Иногда — вот как тем вечером, о котором он вспоминал, она возвращается после тяжелой работы (она ходит к людям убирать) и никого не застает дома. Старуха ушла за покупками, дети еще не вернулись из школы. Тогда она скрючивается на стуле и с затуманенным взглядом погружается в бесконечное созерцание щели в полу. В сгущающихся сумерках эта немая жалоба исполнена безмерной тоски: и некому узнать об этом.
И все же один из детей страдает, видя мать в эти минуты, когда она, судя по всему, только и бывает счастлива. Если он, войдя, различает в полутьме тощую фигурку с костлявыми плечами, то останавливается на пороге: ему страшно. Он много чего стал понимать. Собственная жизнь его почти не занимает. Но это молчание животного причиняет ему невыносимую боль. Он жалеет мать, значит ли это, что он ее любит? Она ни разу не приласкала его — да она и не умеет. Он чувствует себя здесь посторонним, и от этого приходит сознание горя. Она не слышит его, потому что она глухая.
Сейчас вернется старуха, и жизнь пойдет своим чередом: круг света от керосиновой лампы, клеенка на столе, крики, брань. Но сейчас ее молчание означает некую передышку, мгновение вечности. Ребенок смутно чувствует это, и в охватившем его порыве ему кажется, будто он чувствует любовь к матери. А так и должно быть, ведь это все же его мать.
О чем она сейчас думает, о чем же таком она думает? Ни о чем. Свет и шум остались снаружи; здесь молчание и тьма. Ребенок вырастет, пойдет учиться. Его воспитывают, и будут требовать от него благодарности, словно это сможет уберечь его от горя. Мать по-прежнему будет замыкаться в молчании. И ребенок по-прежнему будет безмолвно вопрошать и ее, и самого себя. Он вырастет в страданиях. Быть мужчиной — вот главное. Бабушка умрет, потом умрет мать, а когда-нибудь и он сам.
Мать вздрогнула от испуга. Она ругает сына. Чего он на нее уставился с дурацким видом? Пускай идет делать уроки. Сын сделал уроки. Он любил, страдал и от всего отказался. Сегодня он сидит в другой комнате, тоже уродливой и темной. Теперь он мужчина. А это ведь главное, не правда ли?

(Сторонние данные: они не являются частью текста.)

PR #8982, opened 2026-03-19
zksdk: fix range proofs for non-power of 2 bits

0x0ece:
This was a TODO, finally found a repro. Will add test vectors in a separated PR.


drubin-fd (approved):
LGTM. Very neat trick for computing the sumOfPowers, I did not see that one.

PR #8999, opened 2026-03-23
abi: fix die refaddr and sort

alpeng-jump:


contrib/tool/extract_abi.py
```diff
@@ -131,37 +131,47 @@ def c_escape(t, istype):
...
     if not offset in offset_union_info:
-        print(f"\n/* Skipping {t} */\n")
+        blocks.append(f"/* Skipping {t} */")
         continue
 
+    lines = []
     if len(offset_union_info[offset])>1:
-        print(f"/* t.decode('ascii') */")
-        print(f"typedef union {{")
+        lines.append(f"/* t.decode('ascii') */")
```
ptaffet-jump:
```suggestion
        lines.append(f"/* {t.decode('ascii')} */")
```

contrib/tool/extract_abi.py
```diff
@@ -131,37 +131,47 @@ def c_escape(t, istype):
...
+            if off>0: lines.append("\t};")
+        lines.append(f"}} {c_escape(t,1)};")
+        lines.append(f"FD_STATIC_ASSERT( sizeof({c_escape(t,1)})=={offset_to_type_sz[offset][0]}UL, bank_abi );")
+        lines.append(f"FD_STATIC_ASSERT( alignof({c_escape(t,1)})=={offset_to_type_sz[offset][1]}UL, bank_abi );")
+        blocks.append('\n'.join(lines))
         continue
 
-    print(f"/* t.decode('ascii') */")
-    print(f"typedef struct {{")
+    lines.append(f"/* t.decode('ascii') */")
```
ptaffet-jump:
```suggestion
    lines.append(f"/* {t.decode('ascii')} */")
```

contrib/tool/extract_abi.py
```diff
@@ -131,37 +131,47 @@ def c_escape(t, istype):
...
+        lines.append(f"FD_STATIC_ASSERT( offsetof({c_escape(t,1)}, {c_escape(name,0)})=={off}, bank_abi );")
+    lines.append(f"FD_STATIC_ASSERT( sizeof({c_escape(t,1)})=={offset_to_type_sz[offset][0]}UL, bank_abi );")
+    lines.append(f"FD_STATIC_ASSERT( alignof({c_escape(t,1)})=={offset_to_type_sz[offset][1]}UL, bank_abi );")
+    blocks.append('\n'.join(lines))
+
+blocks.sort(key=lambda b:
+    m.group(1) if (m := re.search(r'}\s+(\w+)\s*;', b))
+    else f"zzz_{m.group(1)}" if (m := re.search(r'Skipping\s+(.*)', b))
+    else b
+)
```
ptaffet-jump: I think it would be easier to make `blocks` a list of tuples `(key, string)`, with the key created when the element is created. Then you can just call sort without needing the regex to extract data we just created.

PR #9006, opened 2026-03-23
sched: smaller reorder buffer and more metrics

yufeng-jump:
sched footprint: 18 GB -> 1.6 GB


src/disco/metrics/metrics.xml
```diff
@@ -789,8 +789,14 @@ metric introduced.
   <gauge name="ReasmLatestFecIdx" summary="FEC set index of the latest FEC set in the reassembly queue that can be replayed" />
 
   <gauge name="SchedActiveBankIdx" summary="The bank that the replay scheduler is currently dispatching work for" />
+  <gauge name="SchedLastDispatchBankIdx" summary="The bank that the replay scheduler last dispatched work for" />
+  <gauge name="SchedLastDispatchNanos" converter="nanoseconds" summary="Nanoseconds since the replay scheduler last dispatched work" />
```
mmcgee-jump: Do not make metrics like this "duration since x", it is not sampleable. Just make it a timestamp like last_dispatch_time_nanos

Затем это голос мужчины, который родился, чтобы умереть
[Ирония// Изнанка и лицо]

Заставлять себя слушать — это было его единственным пороком, ради этого он не замечал недоверчивых взглядов, не обращал внимания на град насмешек. Для них он был старикашка, уверявший, будто в его время жилось прекрасно, а себе он казался почтенным старцем, чей жизненный опыт незаменим. Молодые не знают, что жизненный опыт — результат поражения, и чтобы хоть сколько-то узнать, надо потерять все. Он много страдал, но помалкивал об этом, считая, что произведет большее впечатление, притворяясь счастливым. Впрочем, если в этом он и заблуждался, то опять-таки ошибся бы, желая растрогать их своими горестями. Что значат страдания какого-то старика, когда жизнь захватывает вас целиком?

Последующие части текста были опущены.